SOURCE DATA
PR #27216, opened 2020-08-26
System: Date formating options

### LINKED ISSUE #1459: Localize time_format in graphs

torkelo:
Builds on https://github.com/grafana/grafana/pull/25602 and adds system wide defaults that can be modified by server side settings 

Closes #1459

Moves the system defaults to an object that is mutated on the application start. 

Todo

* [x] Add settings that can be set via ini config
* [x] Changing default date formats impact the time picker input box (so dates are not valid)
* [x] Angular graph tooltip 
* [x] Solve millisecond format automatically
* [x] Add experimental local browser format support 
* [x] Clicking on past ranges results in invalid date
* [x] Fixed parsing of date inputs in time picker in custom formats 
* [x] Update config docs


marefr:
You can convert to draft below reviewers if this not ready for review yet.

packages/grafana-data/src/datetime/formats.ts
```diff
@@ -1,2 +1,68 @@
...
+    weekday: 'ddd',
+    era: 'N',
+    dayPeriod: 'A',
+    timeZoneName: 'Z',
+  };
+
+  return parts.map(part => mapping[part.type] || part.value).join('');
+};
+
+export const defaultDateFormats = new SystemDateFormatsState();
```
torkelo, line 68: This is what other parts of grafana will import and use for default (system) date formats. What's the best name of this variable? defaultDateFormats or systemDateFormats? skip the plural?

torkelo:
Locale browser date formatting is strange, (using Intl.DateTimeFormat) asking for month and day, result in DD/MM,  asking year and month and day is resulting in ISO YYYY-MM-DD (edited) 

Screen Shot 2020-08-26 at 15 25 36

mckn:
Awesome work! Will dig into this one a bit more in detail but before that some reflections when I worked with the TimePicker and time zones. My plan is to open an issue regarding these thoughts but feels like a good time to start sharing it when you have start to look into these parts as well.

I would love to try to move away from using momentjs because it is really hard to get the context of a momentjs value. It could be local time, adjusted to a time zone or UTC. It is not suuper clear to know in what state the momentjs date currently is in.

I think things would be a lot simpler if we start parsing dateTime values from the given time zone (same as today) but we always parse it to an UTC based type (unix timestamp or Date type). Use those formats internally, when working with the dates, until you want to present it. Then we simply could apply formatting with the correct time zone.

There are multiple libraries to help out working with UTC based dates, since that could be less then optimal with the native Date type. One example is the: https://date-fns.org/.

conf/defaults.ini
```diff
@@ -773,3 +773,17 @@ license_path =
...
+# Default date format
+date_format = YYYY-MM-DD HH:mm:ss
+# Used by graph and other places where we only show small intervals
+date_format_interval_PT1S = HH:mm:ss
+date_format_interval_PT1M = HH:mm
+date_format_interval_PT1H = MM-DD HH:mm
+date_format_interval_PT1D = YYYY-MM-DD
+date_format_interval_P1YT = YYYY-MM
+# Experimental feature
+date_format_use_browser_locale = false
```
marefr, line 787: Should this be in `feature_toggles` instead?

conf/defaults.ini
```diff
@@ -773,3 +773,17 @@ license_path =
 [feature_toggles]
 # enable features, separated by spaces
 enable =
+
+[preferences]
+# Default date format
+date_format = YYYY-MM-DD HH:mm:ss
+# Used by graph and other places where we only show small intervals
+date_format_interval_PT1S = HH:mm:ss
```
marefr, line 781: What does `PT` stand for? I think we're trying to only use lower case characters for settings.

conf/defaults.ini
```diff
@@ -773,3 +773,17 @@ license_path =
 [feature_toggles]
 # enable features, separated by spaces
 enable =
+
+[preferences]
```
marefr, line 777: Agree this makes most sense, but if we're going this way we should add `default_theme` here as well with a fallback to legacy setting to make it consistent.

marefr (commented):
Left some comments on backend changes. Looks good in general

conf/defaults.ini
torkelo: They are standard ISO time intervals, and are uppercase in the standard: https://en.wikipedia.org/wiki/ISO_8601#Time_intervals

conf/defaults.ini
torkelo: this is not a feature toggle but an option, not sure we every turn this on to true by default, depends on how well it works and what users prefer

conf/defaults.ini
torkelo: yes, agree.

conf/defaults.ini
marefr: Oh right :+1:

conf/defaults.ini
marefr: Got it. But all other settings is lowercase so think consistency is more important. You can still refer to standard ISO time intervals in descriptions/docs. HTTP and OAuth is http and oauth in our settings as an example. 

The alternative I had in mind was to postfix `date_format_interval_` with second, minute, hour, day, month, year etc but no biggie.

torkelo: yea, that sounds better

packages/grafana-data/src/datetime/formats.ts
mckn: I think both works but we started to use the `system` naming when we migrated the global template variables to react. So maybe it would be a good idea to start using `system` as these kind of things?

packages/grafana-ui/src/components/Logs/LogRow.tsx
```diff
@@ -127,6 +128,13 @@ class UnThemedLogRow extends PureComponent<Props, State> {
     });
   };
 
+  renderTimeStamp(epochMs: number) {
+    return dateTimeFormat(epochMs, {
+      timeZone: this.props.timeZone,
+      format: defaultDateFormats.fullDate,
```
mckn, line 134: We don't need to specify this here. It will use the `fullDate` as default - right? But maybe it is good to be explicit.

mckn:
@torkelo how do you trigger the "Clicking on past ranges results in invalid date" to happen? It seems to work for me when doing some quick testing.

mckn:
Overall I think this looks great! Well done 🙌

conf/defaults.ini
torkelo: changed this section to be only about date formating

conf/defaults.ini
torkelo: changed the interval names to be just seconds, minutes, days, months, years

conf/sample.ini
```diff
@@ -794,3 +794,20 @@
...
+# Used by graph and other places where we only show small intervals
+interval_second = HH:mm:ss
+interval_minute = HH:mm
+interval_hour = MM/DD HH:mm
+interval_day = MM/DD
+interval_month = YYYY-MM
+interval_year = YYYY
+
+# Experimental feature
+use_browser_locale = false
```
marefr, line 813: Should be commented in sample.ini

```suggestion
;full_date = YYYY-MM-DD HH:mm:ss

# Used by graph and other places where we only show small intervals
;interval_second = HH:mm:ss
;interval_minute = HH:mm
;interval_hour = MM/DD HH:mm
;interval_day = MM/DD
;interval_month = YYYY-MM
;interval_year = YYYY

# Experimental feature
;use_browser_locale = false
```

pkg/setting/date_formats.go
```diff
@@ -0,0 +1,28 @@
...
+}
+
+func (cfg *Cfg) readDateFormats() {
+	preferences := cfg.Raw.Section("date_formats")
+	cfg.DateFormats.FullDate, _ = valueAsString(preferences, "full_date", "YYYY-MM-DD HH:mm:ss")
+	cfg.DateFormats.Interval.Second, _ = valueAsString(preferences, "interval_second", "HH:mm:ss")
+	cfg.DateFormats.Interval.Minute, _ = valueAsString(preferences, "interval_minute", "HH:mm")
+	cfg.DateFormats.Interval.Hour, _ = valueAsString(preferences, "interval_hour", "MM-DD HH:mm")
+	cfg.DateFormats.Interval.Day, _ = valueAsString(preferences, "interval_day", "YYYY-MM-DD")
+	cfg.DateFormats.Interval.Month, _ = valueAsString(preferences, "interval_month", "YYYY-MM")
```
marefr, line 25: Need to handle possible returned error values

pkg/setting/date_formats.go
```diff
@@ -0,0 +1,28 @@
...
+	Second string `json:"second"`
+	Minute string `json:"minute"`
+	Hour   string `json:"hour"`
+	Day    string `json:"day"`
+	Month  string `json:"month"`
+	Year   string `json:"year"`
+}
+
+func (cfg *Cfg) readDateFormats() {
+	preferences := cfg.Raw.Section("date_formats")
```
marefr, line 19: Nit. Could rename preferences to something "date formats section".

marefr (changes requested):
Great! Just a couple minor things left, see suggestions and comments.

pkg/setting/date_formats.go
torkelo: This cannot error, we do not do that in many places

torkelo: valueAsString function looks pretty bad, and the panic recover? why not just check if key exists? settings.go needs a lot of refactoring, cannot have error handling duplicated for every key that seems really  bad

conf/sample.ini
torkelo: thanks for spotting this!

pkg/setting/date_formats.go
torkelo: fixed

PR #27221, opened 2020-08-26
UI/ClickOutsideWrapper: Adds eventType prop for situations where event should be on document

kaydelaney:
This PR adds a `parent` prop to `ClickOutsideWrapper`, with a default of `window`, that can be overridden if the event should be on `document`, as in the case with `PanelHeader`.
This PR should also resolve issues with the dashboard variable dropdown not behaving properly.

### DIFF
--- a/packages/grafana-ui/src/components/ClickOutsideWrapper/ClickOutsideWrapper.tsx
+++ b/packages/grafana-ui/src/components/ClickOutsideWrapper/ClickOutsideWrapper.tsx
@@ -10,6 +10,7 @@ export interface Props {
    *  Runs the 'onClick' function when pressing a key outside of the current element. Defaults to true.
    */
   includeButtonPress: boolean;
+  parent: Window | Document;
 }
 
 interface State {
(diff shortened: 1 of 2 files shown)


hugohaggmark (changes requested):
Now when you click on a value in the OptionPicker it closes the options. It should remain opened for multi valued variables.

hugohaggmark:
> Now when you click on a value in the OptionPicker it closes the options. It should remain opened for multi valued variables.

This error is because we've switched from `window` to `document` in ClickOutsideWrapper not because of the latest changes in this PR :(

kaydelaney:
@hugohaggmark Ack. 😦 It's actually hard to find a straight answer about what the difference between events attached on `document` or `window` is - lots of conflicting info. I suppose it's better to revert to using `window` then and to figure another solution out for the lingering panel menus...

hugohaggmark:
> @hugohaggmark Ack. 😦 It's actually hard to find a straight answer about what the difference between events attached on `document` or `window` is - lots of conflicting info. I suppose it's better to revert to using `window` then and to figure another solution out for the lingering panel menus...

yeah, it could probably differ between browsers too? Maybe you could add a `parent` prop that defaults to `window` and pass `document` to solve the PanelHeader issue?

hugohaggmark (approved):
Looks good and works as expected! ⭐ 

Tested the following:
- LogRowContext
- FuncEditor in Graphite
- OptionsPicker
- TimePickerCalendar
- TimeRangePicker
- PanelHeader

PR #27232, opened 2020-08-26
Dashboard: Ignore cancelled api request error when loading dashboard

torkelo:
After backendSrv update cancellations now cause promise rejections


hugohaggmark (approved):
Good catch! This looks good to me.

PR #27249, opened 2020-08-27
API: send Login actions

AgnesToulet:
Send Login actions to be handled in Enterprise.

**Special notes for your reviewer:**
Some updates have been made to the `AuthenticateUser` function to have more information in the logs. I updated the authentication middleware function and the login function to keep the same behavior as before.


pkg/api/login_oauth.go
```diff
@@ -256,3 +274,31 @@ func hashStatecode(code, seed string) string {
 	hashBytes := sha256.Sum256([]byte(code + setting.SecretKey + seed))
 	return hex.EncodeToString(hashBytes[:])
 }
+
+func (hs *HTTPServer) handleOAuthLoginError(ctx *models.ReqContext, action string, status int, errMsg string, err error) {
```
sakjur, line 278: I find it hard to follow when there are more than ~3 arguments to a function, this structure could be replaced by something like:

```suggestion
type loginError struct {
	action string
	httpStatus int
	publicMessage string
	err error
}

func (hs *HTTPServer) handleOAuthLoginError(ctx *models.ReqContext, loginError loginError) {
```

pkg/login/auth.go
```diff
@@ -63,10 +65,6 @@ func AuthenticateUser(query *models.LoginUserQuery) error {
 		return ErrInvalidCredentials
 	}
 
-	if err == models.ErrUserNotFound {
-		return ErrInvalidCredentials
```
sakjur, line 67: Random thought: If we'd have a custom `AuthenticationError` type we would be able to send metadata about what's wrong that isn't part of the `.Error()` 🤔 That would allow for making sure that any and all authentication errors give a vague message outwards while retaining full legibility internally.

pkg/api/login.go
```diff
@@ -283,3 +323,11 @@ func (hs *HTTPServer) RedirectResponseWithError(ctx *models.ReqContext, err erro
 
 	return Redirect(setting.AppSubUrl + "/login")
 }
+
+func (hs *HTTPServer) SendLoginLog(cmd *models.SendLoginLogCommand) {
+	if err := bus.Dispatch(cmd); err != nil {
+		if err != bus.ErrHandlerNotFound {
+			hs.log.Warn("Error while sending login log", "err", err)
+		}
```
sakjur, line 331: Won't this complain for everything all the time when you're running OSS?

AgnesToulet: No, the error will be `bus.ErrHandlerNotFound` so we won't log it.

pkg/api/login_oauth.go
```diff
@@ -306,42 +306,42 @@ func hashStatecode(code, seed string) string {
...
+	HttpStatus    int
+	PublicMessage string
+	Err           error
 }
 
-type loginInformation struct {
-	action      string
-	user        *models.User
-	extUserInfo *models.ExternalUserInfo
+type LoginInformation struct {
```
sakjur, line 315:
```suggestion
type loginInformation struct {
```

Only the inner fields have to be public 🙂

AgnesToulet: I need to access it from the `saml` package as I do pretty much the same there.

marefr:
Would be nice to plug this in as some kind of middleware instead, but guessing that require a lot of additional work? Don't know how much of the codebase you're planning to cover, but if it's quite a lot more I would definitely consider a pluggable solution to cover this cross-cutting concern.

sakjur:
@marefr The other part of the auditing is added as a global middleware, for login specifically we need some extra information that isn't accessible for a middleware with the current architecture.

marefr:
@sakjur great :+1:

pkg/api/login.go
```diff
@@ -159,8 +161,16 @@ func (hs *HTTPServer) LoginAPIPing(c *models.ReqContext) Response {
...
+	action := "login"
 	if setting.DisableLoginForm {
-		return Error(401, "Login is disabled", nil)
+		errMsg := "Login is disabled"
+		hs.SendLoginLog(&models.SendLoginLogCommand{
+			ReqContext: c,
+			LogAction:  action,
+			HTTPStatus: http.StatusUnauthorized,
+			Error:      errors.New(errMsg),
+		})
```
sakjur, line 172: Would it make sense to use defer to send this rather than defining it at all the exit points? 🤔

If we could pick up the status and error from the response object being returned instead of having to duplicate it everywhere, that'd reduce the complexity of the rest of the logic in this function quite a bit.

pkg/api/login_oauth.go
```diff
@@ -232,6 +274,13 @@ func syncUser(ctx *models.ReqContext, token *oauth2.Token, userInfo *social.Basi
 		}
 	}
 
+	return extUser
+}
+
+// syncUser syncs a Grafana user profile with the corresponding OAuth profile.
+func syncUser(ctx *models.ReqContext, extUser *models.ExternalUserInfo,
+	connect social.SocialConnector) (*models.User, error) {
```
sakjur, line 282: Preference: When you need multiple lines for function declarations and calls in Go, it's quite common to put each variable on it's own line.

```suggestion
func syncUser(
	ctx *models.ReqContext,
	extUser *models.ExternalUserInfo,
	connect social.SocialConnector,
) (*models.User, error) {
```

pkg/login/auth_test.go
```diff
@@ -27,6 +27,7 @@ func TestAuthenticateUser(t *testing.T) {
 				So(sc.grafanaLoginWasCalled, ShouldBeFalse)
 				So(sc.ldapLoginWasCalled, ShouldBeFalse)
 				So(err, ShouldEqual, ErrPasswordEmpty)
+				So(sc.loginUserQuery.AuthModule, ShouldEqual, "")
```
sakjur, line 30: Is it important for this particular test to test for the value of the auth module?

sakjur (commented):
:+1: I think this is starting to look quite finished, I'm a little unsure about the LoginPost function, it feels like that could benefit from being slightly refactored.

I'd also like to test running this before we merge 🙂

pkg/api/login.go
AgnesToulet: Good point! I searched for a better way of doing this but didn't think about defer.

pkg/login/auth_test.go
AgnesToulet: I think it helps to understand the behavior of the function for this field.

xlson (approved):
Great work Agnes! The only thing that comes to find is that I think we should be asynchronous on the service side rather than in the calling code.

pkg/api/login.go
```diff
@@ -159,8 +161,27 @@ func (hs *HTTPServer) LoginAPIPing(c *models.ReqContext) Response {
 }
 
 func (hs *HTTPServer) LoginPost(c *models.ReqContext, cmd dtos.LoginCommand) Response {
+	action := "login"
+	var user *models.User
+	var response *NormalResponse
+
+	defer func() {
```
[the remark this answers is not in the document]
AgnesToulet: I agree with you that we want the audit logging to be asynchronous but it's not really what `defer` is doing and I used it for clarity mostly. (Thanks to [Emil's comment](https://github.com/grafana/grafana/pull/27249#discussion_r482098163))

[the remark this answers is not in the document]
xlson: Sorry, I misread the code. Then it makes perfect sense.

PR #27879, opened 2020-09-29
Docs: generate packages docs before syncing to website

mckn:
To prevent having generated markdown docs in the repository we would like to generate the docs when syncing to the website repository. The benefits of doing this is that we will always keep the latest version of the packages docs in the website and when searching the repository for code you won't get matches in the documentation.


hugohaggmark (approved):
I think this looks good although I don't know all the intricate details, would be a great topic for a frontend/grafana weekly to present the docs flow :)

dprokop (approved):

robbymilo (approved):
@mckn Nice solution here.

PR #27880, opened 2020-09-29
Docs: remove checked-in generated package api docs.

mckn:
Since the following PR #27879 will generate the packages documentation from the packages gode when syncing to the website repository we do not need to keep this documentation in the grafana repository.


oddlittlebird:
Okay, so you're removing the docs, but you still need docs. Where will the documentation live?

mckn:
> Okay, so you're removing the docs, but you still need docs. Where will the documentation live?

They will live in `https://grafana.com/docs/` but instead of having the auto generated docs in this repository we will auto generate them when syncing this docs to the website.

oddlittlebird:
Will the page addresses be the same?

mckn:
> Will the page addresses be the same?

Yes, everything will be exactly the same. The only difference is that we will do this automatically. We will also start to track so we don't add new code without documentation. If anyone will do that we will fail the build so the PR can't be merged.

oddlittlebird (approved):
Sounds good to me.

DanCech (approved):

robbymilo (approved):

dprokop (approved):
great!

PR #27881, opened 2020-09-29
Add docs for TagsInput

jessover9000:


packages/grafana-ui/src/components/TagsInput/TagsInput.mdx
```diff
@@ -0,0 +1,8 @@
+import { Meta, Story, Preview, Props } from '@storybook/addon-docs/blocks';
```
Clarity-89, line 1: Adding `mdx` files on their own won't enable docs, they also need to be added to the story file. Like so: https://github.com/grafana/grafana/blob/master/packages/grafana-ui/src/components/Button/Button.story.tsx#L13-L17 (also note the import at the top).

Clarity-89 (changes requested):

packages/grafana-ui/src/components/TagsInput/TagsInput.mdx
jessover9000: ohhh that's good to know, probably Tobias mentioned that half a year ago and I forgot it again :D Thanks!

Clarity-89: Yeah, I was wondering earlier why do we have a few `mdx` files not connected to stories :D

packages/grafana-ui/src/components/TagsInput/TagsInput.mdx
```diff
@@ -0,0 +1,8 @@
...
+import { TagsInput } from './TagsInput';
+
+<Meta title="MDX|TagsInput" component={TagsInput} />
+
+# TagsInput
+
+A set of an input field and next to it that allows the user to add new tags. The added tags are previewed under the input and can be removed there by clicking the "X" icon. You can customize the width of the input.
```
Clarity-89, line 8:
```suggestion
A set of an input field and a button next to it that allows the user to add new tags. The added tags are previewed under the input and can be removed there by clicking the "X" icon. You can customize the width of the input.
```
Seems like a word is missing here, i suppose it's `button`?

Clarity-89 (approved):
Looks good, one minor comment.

EXERCISE REQUIREMENTS
Take each line of the material that contains the word "addresses" and list it.

ANSWER TO THE PROBLEM
Will the page addresses be the same?
> Will the page addresses be the same?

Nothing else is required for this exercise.